**Work to be completed**
Quote exactly the lines spanning from the top of the data below to the line that contains "each) : nothing", including both.

**Extracted data**
==============================
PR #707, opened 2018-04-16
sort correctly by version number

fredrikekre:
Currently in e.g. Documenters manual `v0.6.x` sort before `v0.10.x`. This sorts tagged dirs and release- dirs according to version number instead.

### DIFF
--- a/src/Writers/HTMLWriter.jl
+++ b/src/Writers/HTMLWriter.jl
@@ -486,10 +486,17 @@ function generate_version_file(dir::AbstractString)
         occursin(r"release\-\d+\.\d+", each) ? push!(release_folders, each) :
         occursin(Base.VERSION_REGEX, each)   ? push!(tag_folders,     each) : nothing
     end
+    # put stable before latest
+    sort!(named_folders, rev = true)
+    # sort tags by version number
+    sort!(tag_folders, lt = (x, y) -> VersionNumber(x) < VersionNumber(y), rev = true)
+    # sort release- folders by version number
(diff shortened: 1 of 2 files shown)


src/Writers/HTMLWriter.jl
==============================
**Reply**
PR #707, opened 2018-04-16
sort correctly by version number

fredrikekre:
Currently in e.g. Documenters manual `v0.6.x` sort before `v0.10.x`. This sorts tagged dirs and release- dirs according to version number instead.

### DIFF
--- a/src/Writers/HTMLWriter.jl
+++ b/src/Writers/HTMLWriter.jl
@@ -486,10 +486,17 @@ function generate_version_file(dir::AbstractString)
         occursin(r"release\-\d+\.\d+", each) ? push!(release_folders, each) :
         occursin(Base.VERSION_REGEX, each)   ? push!(tag_folders,     each) : nothing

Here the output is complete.